Оригинал этого текста в старой орфографии. Ниже предоставлен автоматический перевод текста в новую орфографию. Оригинал можно посмотреть по ссылке: Жизнь и приключения Мартина Чодзльвита. Глава XXX, доказывающая, что перемены возможны даже и в наилучшим образом организованных семействах. (старая орфография)



Предыдущая страницаОглавлениеСледующая страница

Глава XXX, доказывающая, что перемены возможны даже и в наилучшим образом организованных семействах.

Посмотрим теперь, что происходило в доме мистера Пексниффа с тех пор, как очаровательная Мерси вышла замуж.

Начнем с него самого. Отцы, во всех комедиях, отдав дочерей своих избранным их сердца, поздравляют себя с тем, что им больше не остается сделать ничего, как только умереть немедленно. Но мистер Пекснифф, отец более мудрого и положительного разбора, устроив счастие милой дочери доставлением ей прекрасного и кроткого супруга, был совершенно различных понятий.
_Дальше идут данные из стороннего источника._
Issue #1212, opened 2024-10-18
Proposal for Bioregistry SOP: "No manual registration of OBO URI prefixes"


matentzn:
Some [context](https://github.com/biopragmatics/bioregistry/pull/1175#issuecomment-2417053823).

I would like to suggest the following addition to the bioregistry SOP:

> OBO URI prefixes such as `http://purl.obolibrary.org/obo/ABC_` are automatically synchronised with the [OBO Foundry metadata](https://obofoundry.org/registry/ontologies.yml) and [prefixes](https://github.com/OBOFoundry/OBOFoundry.github.io/blob/master/registry/obo_context.jsonld). To avoid misusing bioregistries community driven editorial workflow to squat OBO PURLs for ontologies that are not officially accepted in OBO, we disallow manual curation of OBO URI prefixes in favour of full automatic synchronisation with the OBO prefix file.

@nataled that is what I meant - if OBCI say is accepted in OBO, the OBO URI prefix will automatically finds its way into bioregistry through the OBO metadata.

nataled:
@matentzn I understood. We'll need a suitable revision to the Foundry NOR instructions to account for this: In addition to checking the Bioregistry and BioPortal, submitters will need to also check (at least) the NOR Dashboard (for ontologies in the in-between).

cthoyt:
This should be more generic to say that new resources should not park on external IRI spaces. This isn't only applicable for OBO Foundry, but also the Crop Ontology IRI space, Identifiers.org IRI space, Name-to-Thing IRI space, RRID IRI space, or anything similar. For people trying to pick something that is PURL-like, they could consider w3id.org or similar

We can't make a technical solution that says non-OBO prefixes can't use OBO IRI space, as I've linked a few times in this discussion, there are people doing this whether we like it or not, [for a variety of reasons](https://cthoyt.com/2023/03/11/obolibrary-masquerade.html). Therefore, I propose that what you're asking for is articulated in terms of improving reviewer guidelines. How can you educate Bioregistry reviewers to spot these situations, and help them to explain to submitters why they _shouldn't_ be doing this? Will one of you take the lead on writing a more coherent explanation?

matentzn:
I framed it a bit differently, lets work on this and see what you think: https://docs.google.com/document/d/1aIP8YjyVnMzKnksMbBu1kYriV9jlMejWDrZ7E3GmXlY/edit?usp=sharing

PR #1551, opened 2025-05-05
New prefix: CLM

cthoyt:


cthoyt:
cc @aleixpuigb @dosumis

bgyori:
I am missing some context for where this comes from but is there any concern that this addition conflicts with the ideas at https://github.com/biopragmatics/bioregistry/issues/1212?

cthoyt:
No, #1212 is only a discussion. I don't think that it's possible for the Bioregistry to support stopping people from using specific PURLs (e.g., OBO PURLs), and if we were pedantic about not accepting new curations including unregistered OBO PURLs, we wouldn't be able to represent several important resources

PR #1558, opened 2025-05-05
New provider: oprlm

nalikapalayoor:
This PR curates a new provider for Protein Data Bank. OPRLM uses PDB identifiers in its database. 

Pubmed: https://pubmed.ncbi.nlm.nih.gov/40133776/
Website: https://oprlm.org/


bgyori (changes requested):
I am not sure this is right. When I look at e.g., https://oprlm.org/proteins/652 or https://oprlm.org/proteins/935, the identifiers in the URL are not PDB identifiers. The PDB identifiers appear in the table on the page. So this is not a provider for PDB IDs. In fact, it looks to me like this would be a new prefix since these identifiers (i.e., 652 and 935) are introduced by OPRLM itself.

nalikapalayoor:
Yes I agree with you, I wil update this to curating it as a new prefix.

PR #1559, opened 2025-05-05
Update synapse record

### LINKED ISSUE #1538: Update Synapse Data Repository
### Prefix

synapse

### Explanation

Hello! Would it be possible to change the prefix to `syn` for consistency with synapse IDs and have `synapse` as a synonym? 
I think we might also want to change the endpoint that bioregistry resolves to - i.e. synapse.org instead of the DRS service - but I need to talk with our tech team first. 

Thank you!

### Contributor ORCID

0000-0003-3573-3565

bgyori:
This PR updates the `synapse` record based on the discussion at #1538:
- Added `syn` as a banana to improve the handling of identifiers
- Also added `syn` as a synonym for the prefix
- Curated a couple of mapping mismatches to avoid spurious alignment on `syn`
- Updated contact info
- In https://github.com/biopragmatics/bioregistry/issues/1538#issuecomment-2846690700, various new mappings were proposed, however, the `fairsharing`, `rrid` and `wikidata` entries there were all to subsets of these resources that we don't map to, generally because of these entries representing databases rather than identifier spaces, so I didn't add these.
- Updated URI format to the landing page for the given project

Fixes #1538


bgyori:
@susheel and @allaway, here are the proposed changes. @kevinboske you are the proposed as the contact person, is there a dedicated email address for you that we could add to the record? Thanks all!

bgyori:
It looks like `test_url_banana` is failing (this tries to check that the URL pattern with banana included can be resolved via identifiers.org) because identifiers.org can only resolve https://identifiers.org/synapse:41455251.1 and not https://identifiers.org/synapse:syn41455251.1. This is indeed an issue in that by default our logic is to add the banana to generated identifiers.org links... trying to figure out how to resolve this

```
def test_url_banana(self):
        """Test that entries curated with a new banana are resolved properly."""
        for prefix, entry in self.entries.items():
            banana = entry.get_banana()
            if banana is None:
                continue
            if prefix in IDOT_BROKEN:
                continue  # identifiers.org is broken for these prefixes
            example = bioregistry.get_example(prefix)
            self.assertIsNotNone(example)
            with self.subTest(prefix=prefix, banana=banana, peel=entry.get_banana_peel()):
>               self.assert_url(prefix, example)

tests/test_identifiers_org.py:91: 
_ _ _ _ _ _ _ _ _ _ _ _ _ _ _ _ _ _ _ _ _ _ _ _ _ _ _ _ _ _ _ _ _ _ _ _ _ _ _ _ 
tests/test_identifiers_org.py:[98](https://github.com/biopragmatics/bioregistry/actions/runs/14863074366/job/41734699596#step:4:99): in assert_url
    self.assertEqual(302, res.status_code, msg=f"failed with URL: {url}")
E   AssertionError: 302 != 404 : failed with URL: https://identifiers.org/synapse:syn41455251.1
```

cthoyt:
We should defer changing the logic for bananas to a PR that doesn't have any data changes. This needs some more thought, since when a banana is present for any record that maps to identifiers.org, it's assumed that it is necessary for constructing a CURIE valid for resolution for identifiers.org.

allaway:
So sorry for the delay on this, life got ahead of me! I can confirm that the email in the PR is appropriate for Kevin Boske, and that the other changes look great. Thanks @bgyori and @cthoyt!

allaway-test:
Sounds good to me. Thanks @cthoyt !

PR #1560, opened 2025-05-05
New prefix: hissta

nalikapalayoor:
This PR curates a new prefix hissta. This database contains information about tissue samples from various tissues using different sampling techniques. 

Pubmed: https://pubmed.ncbi.nlm.nih.gov/40163697/
Website: https://kbds.re.kr/hissta/


bgyori:
This looks good but there is an issue with how identifiers are defined: the number used in the URL pattern, which is interpreted as a "sample index" is not the same as the "Sample ID" that is listed under the given record. For instance, the "sample index" is `72` in the example below but the"Sample ID" is `XEN046`. I couldn't find a way to resolve the Sample IDs

image

nalikapalayoor:
> This looks good but there is an issue with how identifiers are defined: the number used in the URL pattern, which is interpreted as a "sample index" is not the same as the "Sample ID" that is listed under the given record. For instance, the "sample index" is `72` in the example below but the"Sample ID" is `XEN046`. I couldn't find a way to resolve the Sample IDs

I didn't notice that, do you recomend we curate this as "unclear" instead and write a small comment about this? I agree I don't see a good way to resolve the sample IDs either.

bgyori:
> > This looks good but there is an issue with how identifiers are defined: the number used in the URL pattern, which is interpreted as a "sample index" is not the same as the "Sample ID" that is listed under the given record. For instance, the "sample index" is `72` in the example below but the"Sample ID" is `XEN046`. I couldn't find a way to resolve the Sample IDs
> 
> I didn't notice that, do you recomend we curate this as "unclear" instead and write a small comment about this? I agree I don't see a good way to resolve the sample IDs either.

Yes, let's do that

PR #1564, opened 2025-05-18
Fix metadata for biocyc

nalikapalayoor:
This PR fixes the metadata for the publication https://bioregistry.io/pubmed:29447345 under the biocyc prefix.


src/bioregistry/data/bioregistry.json
```diff
@@ -8510,7 +8510,10 @@
       "publications": [
         {
           "doi": "10.1093/bib/bbx085",
-          "pubmed": "29447345"
+          "pmc": " PMC6781571",
+          "pubmed": "29447345",
+          "title": "The BioCyc collection of microbial genomes and metabolic pathways",
+          "year": 2019
```
bgyori, line 8516: We don't want to edit directly into the `uniprot` key. To complete the metadata, we want to add a publication directly under the `publications` key. Also, there is an extra leading space in the `pmc` value.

Он, повидимому, думал, что ему теперь только надобно начать жить, и что, лишившись одного утешения, он должен окружить себя другими.

Но как ни велика была склонность почтенного архитектора к невинным наслаждениям, он постоянно находил себе помеху. Милая Черри, уязвленная предпочтением, оказанным её сестре, объявила упорную войну своему дорогому папа. Она явно возмутилась против него и неутомимо нападала на своего родителя с безпримерным ожесточением.

Отец и дочь сидели однажды за завтраком. Том Пинч удалился, и они остались вдвоем. Мистер Пекснифф сначала нахмурился; но потом, разгладив чело, взглянул украдкою на свое детище. Нос её был очень красен и обнаруживал враждебные приготовления.

-- Черри, дитя мое, - воскликнул мистер Пекснифф: - что встало такое между нами? Что нас разъединяет?

-- Вздор, па! - отвечала очень просто покорная дочь.

-- Вздор! - повторил отец трогательным голосом.

-- О, теперь поздно говорить об этих вещах... Я знаю им цену.

-- Это жестоко! Это очень жестоко! Она мое дитя... Я носил ее на руках, когда на ней были еще шерстяные туфельки много лет тому назад!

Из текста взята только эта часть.